Publication year - 2014
Publication title -
pain practice
Language(s) - English
Resource type - Journals
SCImago Journal Rank - 0.899
H-Index - 58
eISSN - 1533-2500
pISSN - 1530-7085
DOI - 10.1111/papr.12107
Subject(s) - medicine , neurolysis , surgery , percutaneous , randomized controlled trial , ultrasound , randomization , prospective cohort study , abdominal pain , anesthesia , radiology
Percutaneous anterior abdominal ultrasound guidance for performing celiac plexus neurolysis is a relatively new but more economical, less time‐consuming, more comfortable bedside technique for interventional pain management. Paucity of studies evaluating the efficacy of single‐site vs. double‐site injections at celiac trunk for ultrasound‐guided celiac plexus neurolysis ( USCPN ) prompted us to conduct a prospective, randomized, single‐blind clinical trial to compare USCPN using bilateral paramedian (double needle) technique with unilateral paramedian (single needle) technique. Methods Sixty patients aged 18 years or older with unresectable upper abdominal cancers were randomized into two groups to receive USCPN. A 20‐mL mixture of 50% ethanol with 0.25% bupivacaine was injected either unilaterally (20 mL×1 site) or bilaterally (10 mL×2 sites) depending on the randomization group.
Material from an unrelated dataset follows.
PR #1833, opened 2025-10-23
feat(blend): delay shutting down core service when session transition ends

youngjoon-lee:

This is the 3rd PR for rewarding.

This is a temporary workaround. I've tried some other ways, but none of them was not perfect without refactoring (which may involve breaking changes against what Antonio's working on). So, I'd like to introduce this workaround for now, considering the dev time we have.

Subjects were assessed for the pain relief using Numerical rating scale (NRS) to assess their pain relief. Results Baseline parameters being comparable ( P > 0.05), the site of drug injections (single or double needle) had no bearing on the onset of pain relief and patient satisfaction scores ( P > 0.05). Pain relief during follow‐up visits was comparable between the two groups ( P > 0.05). The discomfort score correlated well with the pain relief scoring without any significant difference between the two groups except in the last visit (at 3 month). Incidences of the complications were comparable in the two groups ( P > 0.05). Conclusion Ultrasound‐guided celiac plexus neurolysis using unilateral paramedian (single needle) needle‐insertion technique is comparable with bilateral paramedian (double needle) needle‐insertion technique with regard to pain relief and side effects.